### [Work instruction]
From the data below, return the exact lines starting at the line containing "This re-adds a" and ending at the line containing "ideal — but", both included, and nothing else.

### [Input data]
◇ ◇ ◇ ◇ ◇
PR #3083, opened 2026-08-31
fix(meed): register Actions & Plans v2 via migration so it reaches deployed environments

carlosgraffi:
Actions & Plans v2 does not appear in the admin panel on dev, even though #2956 merged and deployed successfully on 31 Aug.

`GET /api/v1/modules/` on dev returns 14 modules and none is ours, and the admin route is an unfiltered `Module.findAll()` — so the row simply is not there.

## Why

The module relied on the seeder, after I removed its registration migration during review of #2956. That change was based on establishing that deploys do run `db:seed`, which they do. The gap is that running and succeeding are not the same thing:

```
run_migrations ...                              <- output checked
"Stop deployment if migration failed" exit 1    <- deploy halts
...
kubectl create -f k8s/cc-seed.yml               <- Job created, never inspected
kubectl apply -f k8s/cc-web-deploy.yml          <- proceeds regardless
```

Migrations gate the deploy. Seeds are fire-and-forget: `kubectl create` returns as soon as the Job object exists, and `db:seed:all` runs seeders in order, so a failure in any of the four preceding the modules seeder ends the run before it is reached. Neither case surfaces anywhere.

## What this does

Mirrors `20260824070000-add-concept-note-builder-module.cjs` — the module added a week earlier, which *is* present on dev and arrived exactly this way. Upserts the `Module` row and grants it to existing projects.

That second part matters independently: the seeder never touches `ProjectModules`, so even with the row present the module could not be enabled for a project.

The seed entry stays as the source of truth for fresh databases; this is the guaranteed path for existing ones.

## Verified

Locally, against a real database: deleted the row and its grants, ran `db:migrate`, and both returned (row plus 2 project grants). `db:migrate:undo` removes them; re-applying restores them.

## Note for @lemilonkh

This re-adds a migration you asked me to remove in #2956, and your reasoning was right as far as it went — seeders do run on every deploy. Dev is the counter-example for the stronger claim that they are therefore guaranteed.

Worth considering separately: gating the deploy on the seed Job would fix this class of problem for every module rather than one at a time. I did not do it here because if a seeder is currently failing, adding that gate would start failing everyone's deploys — which is correct behaviour but not something to spring on other teams inside a hotfix.

### DIFF
--- a/app/migrations/20260831180000-register-meed-module.cjs
+++ b/app/migrations/20260831180000-register-meed-module.cjs
@@ -1,0 +1,118 @@
+"use strict";
+
+const MODULE_ID = "9f622243-fba8-4f32-a000-ce6e66982bd1";
+
+/**
+ * Registers the Actions & Plans v2 module.
+ *
+ * This duplicates `seed-data/modules/modules.json`, which is not ideal — but
+ * seeding does not guarantee the row reaches a deployed environment. The deploy
+ * runs migrations behind a check that halts on failure, then creates the seed
+ * Job with `kubectl create` and moves on without ever inspecting its outcome.
+ * A seeder that fails, or that never runs because an earlier seeder in the
+ * chain threw, is silent.
+ *
+ * That is not hypothetical: after #2956 merged and deployed successfully, this
+ * module was absent from dev's Module table while every seeded module around it
+ * was present. Concept Note Builder, added a week earlier, is present — and it
+ * arrived through exactly this pattern (20260824070000).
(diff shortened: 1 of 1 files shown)


lemilonkh (changes requested):
This data is already present in the module seeder. No need for a migration.

lemilonkh:
Fixed by disabling the formula inputs seeder, which was handled by a sync script anyways and was holding up the seeder pods on the dev cluster.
◇ ◇ ◇ ◇ ◇
### [Exercise response]
This re-adds a migration you asked me to remove in #2956, and your reasoning was right as far as it went — seeders do run on every deploy. Dev is the counter-example for the stronger claim that they are therefore guaranteed.

Worth considering separately: gating the deploy on the seed Job would fix this class of problem for every module rather than one at a time. I did not do it here because if a seeder is currently failing, adding that gate would start failing everyone's deploys — which is correct behaviour but not something to spring on other teams inside a hotfix.

### DIFF
--- a/app/migrations/20260831180000-register-meed-module.cjs
+++ b/app/migrations/20260831180000-register-meed-module.cjs
@@ -1,0 +1,118 @@
+"use strict";
+
+const MODULE_ID = "9f622243-fba8-4f32-a000-ce6e66982bd1";
+
+/**
+ * Registers the Actions & Plans v2 module.
+ *
+ * This duplicates `seed-data/modules/modules.json`, which is not ideal — but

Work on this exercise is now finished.